Uganda: GOAL Renovates 27 Water Boreholes

Humanitarian organisation, GOAL, has announced the revamping of 27 water boreholes in Bugiri and Namayingo districts in Uganda.

The nonprofit, which focuses on building community resilience and supporting socio-economic development, said in the announcement that the 27 boreholes will scale access to clean drinking water for over 150,000 community members.

The project, with funding from the Irish Aid and Water User Committees (WUC), is in line with goal six of the United Nations (UN) Sustainable Development Goals (SDGs).

‘27 boreholes rehabilitated in Bugiri [and] Namayingo districts, thus enhancing access to safe, clean, water for over 150,000 community members’, GOAL Uganda said in the tweet.

‘This was made possible through the support of Water User Committees (WUC) with funding from [Irish Aid], [Jimmy Deenihan], [GOAL Global]’.

In most of Uganda’s rural communities, water supply is not only inadequate but also highly contaminated.

According to the International Finance Corporation (IFC), nearly 90 percent of Uganda’s population live in rural areas, and roughly two thirds of them lack access to safe water.

Data from Water For People also puts rural access to basic water services in Uganda at 41 percent. These huge gaps in drinking water services informed Lifewater’s declaration of a water crisis in the country in 2020.

Uganda has a lot of open water bodies and swampland. Therefore, most people in rural areas draw their drinking water mainly from surface sources such as ponds, rivers and lakes.

Water School however noted in its water crisis report that the abovementioned sources are often watering holes for livestock, downhill from latrines, and catchments for mudslide debris. These pollutants are widely known to be dangerous contaminants that contribute to life-threatening illnesses such as diarrhea, cholera, dysentery and hepatitis.

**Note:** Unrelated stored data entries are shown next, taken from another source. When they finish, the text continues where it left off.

PR #181, opened 2019-10-22
🚰 Make deletable object list tests use fluent assertions

### LINKED ISSUE #145: Use fluent assertions for DeletableObjectListTests
Depends on #137 and #136

amulware:
✨ What's this?
This changes the `DeletableObjectListTests` to use 100% fluent assertions.

🔗 Relationships
Closes #145

🔍 Why do we want this?
Because we like fluent assertions. They read nicer.

🏗 How is it done?
I replaced all the assertions. Most were trivial but comparing sequences and actually making it check that the objects are exactly the same and not just equivalent objects was not. I added a helper for that at the very top that is used throughout the file.

💥 Breaking changes
None.

🔬 Why not another way?
I was thinking of making the sequence comparison more formal with an extension method or even adding it to our testing framework, but that's maybe overkill unless we start using it in other places.

🦋 Side effects
I also did some mild cleanup (second commit). Mostly to get rid of warnings and make intentions in the code clearer.

💡 Review hints
Not much you can do but check all the changes. If you want to verify that the helper lambda works correctly, you can find some of the simpler tests and shuffle the expected list of items and you'll see the test fail (most likely, it's random).

### DIFF
--- a/Bearded.Utilities.Tests/Collections/DeletableObjectListTests.cs
+++ b/Bearded.Utilities.Tests/Collections/DeletableObjectListTests.cs
@@ -4,6 +4,8 @@ using System.Collections.Generic;
 using System.Linq;
 using Bearded.Utilities.Collections;
 using Bearded.Utilities.Linq;
+using FluentAssertions;
+using FluentAssertions.Equivalency;
 using FsCheck;
 using FsCheck.Xunit;
 using Xunit;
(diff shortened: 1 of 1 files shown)


amulware:
Agreed, generally, I think fluent assertions isn't the most intuitive around collections. To be fair though, it's difficult to be clear here without very long method names, since there are so many different things someone might want to assert.

PR #182, opened 2019-11-06
Add reverse enumeration of deletable object list

### LINKED ISSUE #62: Allow backwards enumeration of DeletableObjectList
I have found the collection very useful in all sorts of places, most recently in a custom event-subscription system. For that I may want to enumerate the list in reverse, which can be done almost trivially by adding another Enumerator.

While the current enumerator also enumerates items that are added during enumeration, this new one would not, but that seems a minor issue, or maybe even desired behaviour.

I propose adding the following property:

```
IEnumerable<T> DeletableObjectList<T>.Reversed { get; }
```

The list could keep a no-data object internally which is returned with this property and implements GetEnumerator() correctly. While a bit of a shame in terms of memory, this will make sure there is no unnecessary pressure on the GC.

paulcscharf:
## ✨ What's this?
This implements efficient reverse enumeration of a deletable object list. Items deleted during enumeration are still ignored, and the enumeration has constant time overhead, instead of linear (like Linq's Reverse() would be).

Most importantly, items added during enumeration are not enumerated this way, which is the key use case.

### 🔗 Relationships

Closes #62

## 🔍 Why do we want this?
Sometimes we don't want to enumerate items we add during enumeration until the next time. This allows for that (assuming we don't mind the inverted order of course).

## 🏗 How is it done?
I added a Reversed property that returns a special cached enumerable wrapper which can create a special enumerator implementing this behaviour.

### 💥 Breaking changes
None.

## 💡 Review hints
Mostly check that the new tests make sense. They are mostly adapted copies of the existing enumeration tests.

### DIFF
--- a/Bearded.Utilities.Tests/Collections/DeletableObjectListTests.cs
+++ b/Bearded.Utilities.Tests/Collections/DeletableObjectListTests.cs
@@ -25,7 +25,7 @@ namespace Bearded.Utilities.Tests.Collections
         private static List<TestDeletable> getDeletables(int itemsToAdd)
             => Enumerable.Range(0, itemsToAdd).Select(i => new TestDeletable()).ToList();
         
-        private static (DeletableObjectList<TestDeletable> List, List<TestDeletable> Items)
+        private static (DeletableObjectList<TestDeletable> List, IList<TestDeletable> Items)
             createPopulatedList(int itemsToAdd)
         {
             var list = new DeletableObjectList<TestDeletable>();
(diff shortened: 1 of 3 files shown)


Bearded.Utilities/Collections/ReversedDeletableObjectListEnumerator.cs
```diff
@@ -0,0 +1,62 @@
...
+        private int i;
+
+        object System.Collections.IEnumerator.Current => Current;
+        public T Current { get; private set; }
+
+        public ReversedDeletableObjectListEnumerator(DeletableObjectList<T> deletableObjectList, List<T> list)
+        {
+            this.deletableObjectList = deletableObjectList;
+            this.list = list;
+            i = list.Count;
```
tomrijnbeek: very nitpicky: should we just call `Reset()` here instead of setting `i`? This helps making sure that the resetting code between the constructor and the reset function remains in sync.

Bearded.Utilities/Collections/DeletableObjectList.cs
```diff
@@ -106,8 +107,18 @@ public void Clear()
 
         #region Enumeration
 
+        private IEnumerable<T> reversed;
+
+        /// <summary>
+        /// Returns an enumerable that allows for enumerating the collection backwards.
+        /// Items added during backwards enumeration will not be enumerated.
+        /// Unlike a call to Reverse(), this property works in constant time and upcoming items deleted
```
tomrijnbeek: nit: make `Reverse` an actual code link.

Bearded.Utilities/Collections/DeletableObjectList.cs
```diff
@@ -176,5 +187,18 @@ private void compact()
 
         #endregion
 
+        sealed class ReverseEnumerable : IEnumerable<T>
```
tomrijnbeek: nit: mark `private` explicitly

Bearded.Utilities.Tests/Collections/DeletableObjectListTests.cs
```diff
@@ -473,6 +473,106 @@ public void WorksNonGenerically()
...
+                var (list, items) = createPopulatedList(20);
+                var enumeratedItems = new List<TestDeletable>();
+
+                // ReSharper disable once GenericEnumeratorNotDisposed
+                var enumerator = list.Reversed.GetEnumerator();
+                enumerator.MoveNext();
+                enumerator.MoveNext();
+                enumerator.MoveNext();
+                
+                list.Remove(items[19]);
```
tomrijnbeek: You are testing two different behaviours in a single test. Tests should generally only test a single behaviour each, to make it clear what is broken when a test fails.

Bearded.Utilities.Tests/Collections/DeletableObjectListTests.cs
```diff
@@ -473,6 +473,106 @@ public void WorksNonGenerically()
...
+                var enumeratedItems = new List<TestDeletable>();
+
+                foreach (var item in list.Reversed)
+                {
+                    enumeratedItems.Add(item);
+                    list.First().Deleted = true;
+                }
+
+                enumeratedItems.Should().BeEquivalentTo(items.Reverse().Take(10), withExactSameItems);
+            }
```
tomrijnbeek: This test's correctness relies quite a lot on getting logic and control structures right. It took me quite a long time to actually understand why this test is correct. That scares me a bit. The guarantee of correctness of the entire implementation relies on the tests being correct as well. That is straightforward if you use some simple examples, but as soon as you start using any control structures, suddenly I need to spend several minutes going through this method line by line to make sure it indeed behaves as we expect.

This is the case for most test methods added here. Some of them purposefully try to be a bit smart, but I don't think that adds to the value of the tests. In this particular case for example, I don't really see why the following test provides any less coverage:

```cs
[Fact]
public void SkipsItemsDeletedAheadOfEnumeration()
{
  // Arrange
  var (list, items) = createPopulatedList(20);
  list.First().Deleted = true;
 
  // Act
  var enumeratedItems = list.Reversed.ToList();

  // Assert
  enumeratedItems.Should().BeEquivalentTo(items.Reverse().Take(19), withExactSameItems);
}
```

If you specifically want to test that it skips enumerated items after the enumerator has been created, I would also make that more explicit:

```cs
[Fact]
public void SkipsItemsDeletedAheadOfEnumeration()
{
  // Arrange
  var (list, items) = createPopulatedList(20);
  var enumerator = list.Reversed.GetEnumerator();
  var enumeratedItems = new List<TestDeletable> { enumerator.Current };
  enumerator.MoveNext(); // make sure the enumerator has started doing things
  list.First().Deleted = true;
 
  // Act
  do
  {
    enumeratedItems.Add(enumerator.Current);
  } while (enumerator.MoveNext());

  // Assert
  enumeratedItems.Should().BeEquivalentTo(items.Reverse().Take(19), withExactSameItems);
}
```

Note that I also marked the three blocks of tests (arrange-act-assert) explicitly. See for example [this documentation](https://docs.microsoft.com/en-us/visualstudio/test/unit-test-basics?view=vs-2019#write-your-tests) on unit testing basics explaining this AAA structure, or [this blog](https://defragdev.com/blog/?p=783) explaining some of the benefits (tl;dr, it helps identifying code smells much easier).

Even these examples I gave already contain more logic and control structures than I'm comfortable with in unit tests (especially the second), but at least their use is minimised, making a test much more easier to verify on correctness, without sacrificing any test coverage in this particular case.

Lack of access to clean water is a huge threat to public health and ensuring that households have sufficient access to safe water is paramount to preventing water-related diseases and keeping children in school.

The Ugandan government has revealed an ambitious goal of reaching everyone in the country with clean water by 2040.

It plans to reach this goal by investing in quality water infrastructures, which involves restoring and maintaining clean water sources as well as promoting hygiene and investing in sanitation facilities.